All the Things That Don’t Make You a Great Software Developer

Being employed as a software developer.

Freelancing as a software developer.

Graduating college with a degree in Computer Science.

Working for a Fortune X company.

Reaching a certain engineering level at your company.

Working for a startup.

Building your own gaming rig.

Preferring a particular operating system.

Using an ergonomic keyboard.

Using a keyboard layout other than QWERTY.

Being able to type more than 80 words per minute.

Being able to touch type.

Knowing Vim commands by heart.

Using Vim instead of other editors.

Having a strong opinion about Vim/eMacs/VScode/any other editor.

Preferring React/Angular/Vue/etc. over any other Javascript framework.

Holding strong opinions about agile software development.

A strong dislike of meetings.

Being a certified Scrum Master.

Certifications in general.

Publications.

Having a monitor screen devoted just to your terminal output.

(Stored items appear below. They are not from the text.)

PR #507, opened 2026-05-21
Bump BoringSSL submodule to 4a3cda40b (API version 40)

johnhurt:
Update the BoringSSL submodule from `91a66a59b` (API version 37) to `4a3cda40b` (API version 40), moving the dependency forward by 653 commits.

### boring-pq.patch
Updated context lines in `crypto/obj/obj_dat.h` and `tool/client.cc` to match the new BoringSSL source.

### rpk.patch removed
Raw Public Key (RPK) support is now native to upstream BoringSSL as of this version, so the patch is no longer needed. The upstream implementation provides equivalent functionality under different API names:

| Old (patch) | Upstream |
|---|---|
| `SSL_CREDENTIAL_new_raw_public_key(void)` | `SSL_CREDENTIAL_new_raw_public_key(EVP_PKEY*)` |
| `SSL_get0_peer_pubkey` | `SSL_get0_peer_rpk` |
| `SSL_CTX_set_server_certificate_types` | `SSL_CTX_set1_accepted_peer_cert_types` |
| `SSL_set_server_certificate_types` | `SSL_set1_accepted_peer_cert_types` |
| `SSL_get_server_certificate_type_selected` | `SSL_get_peer_cert_type` |
| `TLS_CERTIFICATE_TYPE_X509` | `TLSEXT_cert_type_x509` |
| `TLS_CERTIFICATE_TYPE_RAW_PUBLIC_KEY` | `TLSEXT_cert_type_rpk` |

**Removed from Rust API (no upstream equivalent):**
- `SslCredentialBuilder::set_spki_bytes` — upstream constructor takes `EVP_PKEY*` directly
- `SslContextRef::server_certificate_types` — no getter in upstream
- `SslRef::server_certificate_types` — no getter in upstream

**Breaking change:** `SslCredential::new_raw_public_key()` now takes `&PKeyRef<Private>` instead of no arguments.

The `rpk` Cargo feature flag is preserved and continues to gate the Rust API surface.

### boring-sys/Cargo.toml
Added `*.cpp` and `*.in` to the include list for `cargo publish`, as the new BoringSSL version includes `third_party/benchmark` files that use these extensions.


cjpatton:
I believe this is largely a duplicate of https://github.com/cloudflare/boring/pull/499. Key differences:

1. I think your PR is a bit behind that one (`4a3cda40b` is 4/26; `23827399` is 4/21). I don't much care which version we take. In fact, we might want to upgrade to the very latest on main, as it will include TLS integration of MLDSA.
2. #499 preservers the rust API for RPK. I would like to remove it as you've done in this PR, but that would mean cutting a major version if we're aiming to maintain semver.

Also, @kornelski asked us to hold of on upgrading boring until we resolve more internal blockers for bumping boring 4 to 5. The main one is quiche, which we have a PR for that is still under review: https://github.com/cloudflare/quiche/pull/2446

johnhurt:
I see. Yeah, maintaining the rust api is a good call. I can confirm that mldsa works with the boringssl commit I am setting here, but only barely. I know the commits 2 weeks prior did not work.

cjpatton:
We've merged #499, so I think we can go ahead and close this.

PR #512, opened 2026-06-19
Add `relax-rsa-key-usage` feature to restore historical RSA keyUsage 

johnhurt:
BoringSSL 5.x includes an update to openssl that changed SSL_CONFIG::enforce_rsa_key_usage to default to true, making client-side RSA leaf keyUsage mismatches a fatal handshake error (KEY_USAGE_BIT_INCORRECT). Many real-world origins serve certificates whose keyUsage does not include the bit required by the negotiated cipher suite; OpenSSL and prior BoringSSL pins accepted them.

This adds a new `relax-rsa-key-usage` Cargo feature that applies a build-time patch restoring the historical default (false). When the feature is not enabled, the BoringSSL 5.x strict behaviour is preserved. Non-RSA keyUsage enforcement is unaffected in either case.


boring-sys/Cargo.toml
```diff
@@ -75,6 +75,15 @@ allow-crl-extensions-bad-version = []
 # `BORING_BSSL{,_FIPS}_SOURCE_PATH`.
 underscore-wildcards = []
 
+# Restores the historical BoringSSL default of not enforcing RSA keyUsage
+# during TLS handshakes. BoringSSL 5.x changed `enforce_rsa_key_usage` to
```
cjpatton: The version number refers to the `boring` crate, not BoringSSL, correct? It might be more helpful to refer to the value of BORINGSSL_API_VERSION in the BoringSSL repo itself (include/openssl/base.h).

cjpatton: Likewise for the commit message for the new patch.

cjpatton (commented):
Looks good. Can you update CI to make sure the patch is tested? Also consider adding a unit test with a cert that would validate with and without this feature.

johnhurt:
Good call. I'll take care of both.

johnhurt:
Okay, those requested changes should be handled now. I'm getting a ci error, but it seems like a flake

cjpatton:
I kicked the job and it failed the same way. Looks like an issue with CI itself, probably just needs updating.

boring-sys/Cargo.toml
```diff
@@ -75,6 +75,16 @@ allow-crl-extensions-bad-version = []
...
 
+# Restores the historical BoringSSL default of not enforcing RSA keyUsage
+# during TLS handshakes. BoringSSL starting with `BORINGSSL_API_VERSION`
+# 19 (see `include/openssl/base.h`) changed `enforce_rsa_key_usage` to
+# `true`, making a client-side RSA leaf whose keyUsage does not include the
+# bit required by the negotiated cipher suite a fatal handshake error
+# (KEY_USAGE_BIT_INCORRECT). Enabling this feature applies a build-time
+# patch that sets the default back to `false`, so RSA keyUsage mismatches
+# are non-fatal. Non-RSA keyUsage enforcement is unaffected.
+relax-rsa-key-usage = []
```
cjpatton: Consider a rename that allows us to reuse this for other changes like this.
```suggestion
relax-cert-validation = []
```

boring/test/generate-rsa-key-usage-relaxed-certs.sh
cjpatton, line 1: Perhaps move this and the generated certs to a `testdata` folder

cjpatton (approved):

boring/test/generate-rsa-key-usage-relaxed-certs.sh
johnhurt: That works for me. I didn't originally because the test dir seems like it has all the test data already - https://github.com/johnhurt/boring/tree/b971e5712ed53a5ebc8fde4cd33d47709dee982a/boring/test

cjpatton: Oh you're right, ignore me then!

cjpatton:
@johnhurt I just merged https://github.com/cloudflare/boring/pull/516, which should fix CI once you rebase.

PR #513, opened 2026-06-24
Expose TLS signature algorithm and per-connection sigalg preferences

lukevalenta:
Add bindings for inspecting the signature algorithm (incl. ML-DSA) negotiated on a TLS connection, and for setting the accepted signature algorithms per-connection.

[Expose peer signature algorithm and post-quantum sig constants](https://github.com/cloudflare/boring/commit/740b2583) is net-new functionality to surface the negotiated signature algorithm. The ML-DSA constants use hardcoded IANA codepoints (rather than `ffi::SSL_SIGN_ML_DSA_*`) so the crate continues to compile against older BoringSSL versions. This has planned usage in a downstream consumer.

[Expose per-connection verify algorithm preferences](https://github.com/cloudflare/boring/commit/1755b068) adds `SslRef::set_verify_algorithm_prefs`, the per-connection counterpart to the existing `SslContextBuilder::set_verify_algorithm_prefs`. This has planned usage in a downstream consumer.

Closes #511.

### DIFF
--- a/boring/src/ssl/mod.rs
+++ b/boring/src/ssl/mod.rs
@@ -2003,6 +2003,12 @@ impl SslContextBuilder {
     }
 
     /// Sets the context's supported signature algorithms.
+    ///
+    /// Prefer [`set_verify_algorithm_prefs`](Self::set_verify_algorithm_prefs),
+    /// which takes raw IANA codepoints rather than an OpenSSL-style colon-separated
+    /// string. Note that unlike `set_sigalgs_list`, `set_verify_algorithm_prefs`
+    /// only configures the verify preference list and does not also set the
+    /// signing algorithm prefs.
     #[corresponds(SSL_CTX_set1_sigalgs_list)]
     pub fn set_sigalgs_list(&mut self, sigalgs: &str) -> Result<(), ErrorStack> {
         let sigalgs = CString::new(sigalgs).map_err(ErrorStack::internal_error)?;
@@ -2973,6 +2979,21 @@ impl SslRef {
     pub fn set_curves_list(&mut self, curves: &str) -> Result<(), ErrorStack> {
         let curves = CString::new(curves).map_err(ErrorStack::internal_error)?;
         unsafe { cvt_0i(ffi::SSL_set1_curves_list(self.as_ptr(), curves.as_ptr())).map(|_| ()) }
+    }
+
+    #[corresponds(SSL_set_verify_algorithm_prefs)]
+    pub fn set_verify_algorithm_prefs(
+        &mut self,
+        prefs: &[SslSignatureAlgorithm],
+    ) -> Result<(), ErrorStack> {
+        unsafe {
+            cvt_0i(ffi::SSL_set_verify_algorithm_prefs(
+                self.as_ptr(),
+                prefs.as_ptr().cast(),
+                prefs.len(),
+            ))
+            .map(|_| ())
+        }
     }
 
     /// Returns the curve ID (aka group ID) used for this `SslRef`.
--- a/boring/src/ssl/mod.rs
+++ b/boring/src/ssl/mod.rs
@@ -741,6 +741,43 @@ impl SslSignatureAlgorithm {
         SslSignatureAlgorithm(ffi::SSL_SIGN_RSA_PSS_RSAE_SHA512 as _);
 
     pub const ED25519: SslSignatureAlgorithm = SslSignatureAlgorithm(ffi::SSL_SIGN_ED25519 as _);
+
+    // ML-DSA codepoints are hardcoded from the IANA TLS Signature Scheme
+    // registry so that this crate continues to compile against older
+    // BoringSSL versions that predate the SSL_SIGN_ML_DSA_* defines.
+    pub const ML_DSA_44: SslSignatureAlgorithm = SslSignatureAlgorithm(0x0904);
+
+    pub const ML_DSA_65: SslSignatureAlgorithm = SslSignatureAlgorithm(0x0905);
+
+    pub const ML_DSA_87: SslSignatureAlgorithm = SslSignatureAlgorithm(0x0906);
+
+    /// Returns the name of this signature algorithm, or `None` if unknown.
+    ///
+    /// For ECDSA algorithms the TLS 1.3 form is returned
+    /// (e.g. `ecdsa_secp256r1_sha256`), not the TLS 1.2 form (`ecdsa_sha256`).
+    #[corresponds(SSL_get_signature_algorithm_name)]
+    #[must_use]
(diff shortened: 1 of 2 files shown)


boring/src/ssl/mod.rs
```diff
@@ -741,6 +741,40 @@ impl SslSignatureAlgorithm {
...
+    pub const ML_DSA_44: SslSignatureAlgorithm =
+        SslSignatureAlgorithm(ffi::SSL_SIGN_ML_DSA_44 as _);
+
+    pub const ML_DSA_65: SslSignatureAlgorithm =
+        SslSignatureAlgorithm(ffi::SSL_SIGN_ML_DSA_65 as _);
+
+    pub const ML_DSA_87: SslSignatureAlgorithm =
+        SslSignatureAlgorithm(ffi::SSL_SIGN_ML_DSA_87 as _);
+
+    /// Returns the name of this signature algorithm, or `None` if unknown.
```
cjpatton, line 754: Document that the TLS 1.3 name is returned instead of the 1.2 name.

bwesterb (approved):

boring/src/ssl/mod.rs
```diff
@@ -749,6 +783,71 @@ impl From<u16> for SslSignatureAlgorithm {
...
+    pub const SECP521R1: SslGroup = SslGroup(ffi::SSL_GROUP_SECP521R1 as _);
+
+    pub const X25519: SslGroup = SslGroup(ffi::SSL_GROUP_X25519 as _);
+
+    pub const X25519_MLKEM768: SslGroup = SslGroup(ffi::SSL_GROUP_X25519_MLKEM768 as _);
+
+    pub const X25519_KYBER768_DRAFT00: SslGroup =
+        SslGroup(ffi::SSL_GROUP_X25519_KYBER768_DRAFT00 as _);
+
+    pub const MLKEM1024: SslGroup = SslGroup(ffi::SSL_GROUP_MLKEM1024 as _);
```
cjpatton: We previously exposed a similar API for `SslCurve`, but ripped it out in v5 because it incurred a ton of tech debt. We need to carefully consider whether we want to add it back in for groups. LIkewise for signatures.

cjpatton (changes requested):

boring/src/ssl/mod.rs
cjpatton: One thing that's changed for the better is that the FIPS and non-FIPS build agree on the BoringSSL feature set. This means we don't need all of those compile time feature gates that were causing us a lot of pain before.

But there's still one more thing to keep in mind: If we commit to `X25519_KYBER768_DRAFT00` in the public API, then we can't deprecate this obsolete algorithm until boring 6. I would advocate for at least removing this one: downstream users shouldn't need to specify it anyway.

However, given the history, I think we should drop `SslGroup` unless the existing API is insufficient. Is that the case?

boring/src/ssl/mod.rs
```diff
@@ -2005,6 +2107,22 @@ impl SslContextBuilder {
         }
     }
 
+    /// Sets the context's supported signature signing algorithms.
+    #[corresponds(SSL_CTX_set_signing_algorithm_prefs)]
+    pub fn set_signing_algorithm_prefs(
```
cjpatton: What's the use case for this?

lukevalenta: Mostly just API completion. Today `set_sigalgs_list` calls the OpenSSL-compatible `SSL_CTX_set1_sigalgs_list` which sets both the preferred signing algorithm and the preferred verify algorithm and has to do an extra lookup of string names to algorithm identifiers.

BoringSSL split this into two separate functions: the `set_verify_algorithm_prefs` is definitely useful, but I don't have an immediate use case for `set_signing_algorithm_prefs`, so happy to drop.

boring/src/ssl/mod.rs
lukevalenta: That makes sense. Should be fine to drop!

boring/src/ssl/mod.rs
```diff
@@ -741,6 +741,43 @@ impl SslSignatureAlgorithm {
...
     pub const ED25519: SslSignatureAlgorithm = SslSignatureAlgorithm(ffi::SSL_SIGN_ED25519 as _);
+
+    pub const ML_DSA_44: SslSignatureAlgorithm =
+        SslSignatureAlgorithm(ffi::SSL_SIGN_ML_DSA_44 as _);
+
+    pub const ML_DSA_65: SslSignatureAlgorithm =
+        SslSignatureAlgorithm(ffi::SSL_SIGN_ML_DSA_65 as _);
+
+    pub const ML_DSA_87: SslSignatureAlgorithm =
+        SslSignatureAlgorithm(ffi::SSL_SIGN_ML_DSA_87 as _);
```
cjpatton: This creates some friction for downstream users who want a newer version of `boring` but are stuck on an older version of `BoringSSL` (e.g., because they have their own patch set they would need to rebase), then it will fail to compile.

boring/src/ssl/mod.rs
```diff
@@ -2938,6 +2981,21 @@ impl SslRef {
         unsafe { cvt_0i(ffi::SSL_set1_curves_list(self.as_ptr(), curves.as_ptr())).map(|_| ()) }
     }
 
+    #[corresponds(SSL_set_verify_algorithm_prefs)]
+    pub fn set_verify_algorithm_prefs(
+        &mut self,
+        prefs: &[SslSignatureAlgorithm],
```
cjpatton, line 2987: Ideally we can use SSL_(CTX_)_set1_sigalgs_list(), in which case we can avoid adding the new constants to the SslSignatureAlgorithm API: https://github.com/cloudflare/boring/pull/513/changes#r3468592036

boring/src/ssl/mod.rs
lukevalenta: What about hard-coding the code points instead of pulling them from BoringSSL? Then, once we think consumers are all on recent-enough BoringSSL versions, we could again pull them via ffi.

boring/src/ssl/mod.rs
lukevalenta: Let's continue this discussion in https://github.com/cloudflare/boring/pull/513#discussion_r3468870025

boring/src/ssl/mod.rs
lukevalenta: I went ahead and dropped the `set_signing_algorithm_prefs` functions to minimize API surface area.

boring/src/ssl/mod.rs
cjpatton: This works!

cjpatton (approved):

Using more than one monitor.

A disdain for either backend or frontend or some other kind of software development.

Thinking that learning CSS is beneath you.

Knowing CSS.

Knowing SQL.

Doing TDD.

Having a Github profile with a lot of green boxes.

Having a Github profile.

Making your own personal website.

Writing code on the weekends.

Writing code every day.

Code Golfing.

Leet Coding.

Contributing to open source.

Using Rust for everything.

Using Rust at all.

Knowing what Rust is.

Implementing object-oriented design patterns.

Being able to explain object-oriented design patterns.

Preferring functional programming over object-oriented.

Preferences in general.

Using Copilot or other AI tools to help write your code.

Not using AI tools to help write your code because they weaken your skills.

Eschewing low-/no-code options for creating applications.

Keeping a blog about your software development projects.

Reading blogs about software development.

Following software development influencers on social media.

Being a software development influencer on social media.

Caring about spaces vs. tabs.

What do you need to be a great software developer?

It’s true that great software developers may relate to many of the points above, but none of those things make them great.

The only things every great developer has in common and cannot be great without are:

Taking pride in the work you do and how you do it.

Being humble about your abilities and limitations.

Having confidence in your ability to learn and grow.

Empathy for other people.

Never assuming that just because it runs on your computer, it’ll work in production.